It all started back in June this year...Alex asked if I would be a tester for his new product The Flat Kat....

Well after a couple of PM'S I said yes I would be Honored to be a tester....I have followed the progress

of the Flat Kat...with any one going into production there has been a few set back's along the way...as with

some design change's & getting a water jet guy you can work with....Plus Alex is working a full time job...

This is made from G10 Ballistic Grade material I have to say the design is a great one.. Really fits the hand

very well....I know this slingshot took a least 6 months to get to the end for the start of the production run...

Pretty much all hand work with the aide of some power tools....The tubing holes Have to be a royal pain to do

but the look to be silky smooth.....I can not say enough about this slingshot..what a pleasure to shoot...

I did tube is up with amber 2040 my pull weight was 9 1/2 Pounds I am limited to indoor space of 21 feet ..using

a soda pop can for target....7/16 steel ammo blows right thru the can...And 45 cal lead crush's the can together

like a folded clam shell...and it should it this distance....It will be devistating to small game like Rabbits & Squirrels..

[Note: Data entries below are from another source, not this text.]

PR #621, opened 2017-12-18
Adds code to allow deletion of users via cmd line.

### LINKED ISSUE #579: Need to delete all users from BookStack
We are migrating and need to remove all the users from bookstack but maintain the data. When we attempt to drop the users table we get errors, which doesnt come as a surprise.

is there a routine or something we can run to delete all the users except admin

Abijeet:
Fixes #579

I've also submitted a patch to update the documentation - https://github.com/BookStackApp/website/pull/16

### DIFF
--- a/app/Console/Commands/DeleteUsers.php
+++ b/app/Console/Commands/DeleteUsers.php
@@ -1,0 +1,62 @@
+<?php
+
+namespace BookStack\Console\Commands;
+
+use BookStack\User;
+use BookStack\Repos\UserRepo;
+use Illuminate\Console\Command;
+
+class DeleteUsers extends Command{
+
+    /**
+     * The name and signature of the console command.
+     *
+     * @var string
+     */
+    protected $signature = 'bookstack:delete-users';
+
+    protected $user;
+
+    protected $userRepo;
+
+    /**
+     * The console command description.
+     *
+     * @var string
+     */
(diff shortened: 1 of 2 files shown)


ssddanbrown:
Thanks @Abijeet for working on this. Marked for next release.

Instead of having raw SQL executed via this command could we:
1. Select non-admin users via an Eloquent query.
2. Cycle through those users and [call the `UserRepo->destroy($user);`](https://github.com/BookStackApp/BookStack/blob/master/app/Repos/UserRepo.php#L144) for each of the selected users.

This approach would keep things less syntax-specific if we're ever to support other DB's in the future and it also keeps all user-delete logic in a single place which makes updates and maintenance easier. 

I'm happy to make changes after merging when it comes to the next release otherwise I'll keep it open so you can update if you'd like to make the above changes.

Abijeet:
@ssddanbrown - Will take care of it.

Abijeet:
@ssddanbrown - Done, please let me know if you'd like me to tweak anything else.

ssddanbrown:
Thanks again @Abijeet, Now merged. Thanks also for fixing the `hasSystemRole`  function in your pull request. 

I added a small commit (0c1b1cd435b1b757fecbdd4122803b7fff58c1be) after merging this to standardise admin checks using this function instead of using the name since I was being inconsistent before.

Abijeet:
Sounds good!

PR #623, opened 2017-12-20
Update styles.css

yoginth:
New Generation Styles!


ssddanbrown:
Hi @yoginth,
Thank you for your pull request. Unfortunately I cannot merge this for a few reasons:

1. All dev work should be done on master, the `release` branch is strictly for publishing releases.
2. Any styling work to be included should be done in the source `scss` files rather than directly to the minified css.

Thank you Alex for making a great product....This is a pure winner..OM


----------



## StretchandEat (Nov 11, 2015)

I like the design..I can't wait to try one out.. just can't afford 1 right now


----------



## treefork (Feb 1, 2010)

Looks like a nice one . Good for you OM .


----------



## Chuck Daehler (Mar 17, 2015)

Flat pocketable, skeletonized for max mass conservation, strong as an ox and attractive. What more for this type of frame? Thanks OM for your most appreciated review...coming from an old hand at shooting too.

OM, since you're a chef, and, well, just a good ole Midwest country boy, why not post next year some recipes on a recipe thread you could start..especially for wild meats such as the popular slingshot bag of squirrel and rabbit (and dove/pigeon)?

Although we have no squirrels or decent rabbits here in the Andes (some doves and pigeons which I won't shoot) I could apply the recipies to chicken and cuy (guinea pig which is a delicacy here). A full grown rabbit here is the size of a 2 month old adult USA/UK rabbit.


----------